Abstract

The statistical-thermodynamics and kinetics models of atomic ordering in a metal-doped graphene (binary two-dimensional planar graphene-type crystal lattice) at 1/8, 1/4, and 1/2 stoichiometries are proposed. Impossibility of (completely) atomic-ordered distribution at 1/6 and 1/3 stoichiometries is ascertained in a graphene-type crystal lattice (in case of a short-range interatomic interactions at least). If a graphene is doped by the short-range interacting metal atoms, the superstructures described only by a one LRO parameter are possible; and if it is doped by the long-range interacting metal atoms, the new superstructures with the two or three LRO parameters may appear as well. If stoichiometry is 1/4, the structure has a one long-range order (LRO) parameter is more thermodynamically favorable than those have one or two LRO parameters.
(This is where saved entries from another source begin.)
Issue #10899, opened 2018-01-16
Broken template, FTBFS - the finals


Gottox:
supersedes #10780 and #10881. Those are the remainders, false positives are possible though.

* [ ] R-cran-tibble
* [ ] R-cran-zoo
* [ ] android-tools
* [ ] apache-maven-bin
* [ ] brother-dcp197c-lpr
* [ ] btsync
* [ ] ccextractor
* [ ] criu
* [ ] darcs
* [ ] dbus-sharp
* [ ] debug-me
* [ ] dnscrypt-proxy
* [ ] ejabberd
* [ ] foomatic-db
* [ ] foomatic-db-nonfree
* [ ] fsbext
* [ ] gcc-multilib
* [ ] gnustep-base
* [ ] include-what-you-use
* [ ] ispc
* [ ] kiwix-lib
* [ ] libdbus-c++
* [ ] luaposix
* [ ] mfoc
* [ ] perl-Text-Bidi
* [ ] soundmodem
* [ ] suricata
* [ ] taglib-sharp
* [ ] tintin
* [ ] xnec2c
* [ ] yabasic

ebfe:
suricata is a never ending story since one of the distfiles is updated daily and no versions alternative exists.

Gottox:
same for foomatic-db{,-nonfree}

newbluemoon:
<i>xnec2c</i> can still be found in the old location, it’s just been updated:
http://www.qsl.net/5b4az/pkg/nec2/xnec2c/xnec2c-3.6.1-beta.tar.bz2

It says beta though.

Hoshpak:
taglib-sharp is a .Net package that hasn't seen a release since back in 2012. It currently fails in configure stage while trying to find gmcs (which isn't present any more in current mono versions). Since no package in the repository depends on it, I wonder if it's worth trying to fix the package or if it shouldn't just be dropped instead (same goes for dbus-sharp which is just there for dbus-sharp-glib and no package depends on that).

Gottox:
@Hoshpak Sounds reasonable.

@newbluemoon Not worth having a beta of that 👎

Johnnynator:
What is wrong with kiwix-lib? It compiles fine for me for all checked architectures (armv7*,aarch64*,x86_64*)

Gottox:
@Johnnynator true, it's a false positive.

wpbirney:
fsbext has a wrong checksum, running `xgensum` on it solves it and it builds...
[...]

PR #10927, opened 2018-01-17
ulatencyd: mark as broken

maxice8:
mentioned in #10899


Gottox:
But we have an .a-archive:
```
xbps-query -Rf procps-ng-devel
/usr/lib/libprocps.a
...
```

maxice8:
weird, didn't appear on xlocate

It is established that kinetics curves of LRO parameters can be non-monotonic for structures where there are two or three LRO parameters (because graphene-type lattice contains two sublattices, and mixing energy is different for each of them). It is shown that the most ordered is structure with equal atomic fractions of carbon and metal atoms, while the least one is structure with a maximal difference of carbon and metal atoms. Kinetics results confirm statistical-thermodynamic ones: firstly, equilibrium values of LRO parameter coincide within the framework of both models, secondly, equilibrium (and instantaneous) value of LRO parameter in a nonstoichiometric binary graphene-type structure (where atomic fraction of a doping component deviates from the stoichiometry to the side of the higher concentrations) may be higher than it is in a stoichiometric one. The dominance of the same physical mechanisms of atomic ordering in both mixed nanosystems and macrosystems is assumed.